We are living not only through the “new norm,” but also through the shattering of established norms. As the not-so-distant past demonstrates, previous generations also faced exceptionally challenging times –disenfranchisement of African Americans and other minorities during the 1890s, the 1918 influenza pandemic, and Japanese American internment and the Zoot Suit Riots during the Second World War, among others. And this has happened throughout history. In this post, we’ll look at an example of societal change from my research.

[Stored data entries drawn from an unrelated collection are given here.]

Issue #1504, opened 2023-03-27
Add E2E test for Kafka audit log


charithe:
Add an E2E test that exercises the Kafka audit log.

PR #1516, opened 2023-04-04
fix: Kafka async produce context cancellation

rcrowe:
#### Description

Fixes the `context canceled` audit log message when producing via the async mechanism.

“Failure” and Its Aftermath
Over the past few months, I’ve been noticing various analysts and commentators claim that the United States is a failed state, or is on its way to becoming a failed state. For example, in the June 2020 edition of The Atlantic, George Packer wrote, “Every morning in the endless month of March, Americans woke up to find themselves citizens of a failed state. With no national plan—no coherent instructions at all—families, schools, and offices were left to decide on their own whether to shut down and take shelter.” Packer was addressing the fact that the failures of the federal pandemic response highlight larger-scale problems with the administration, but his analysis has wider implications.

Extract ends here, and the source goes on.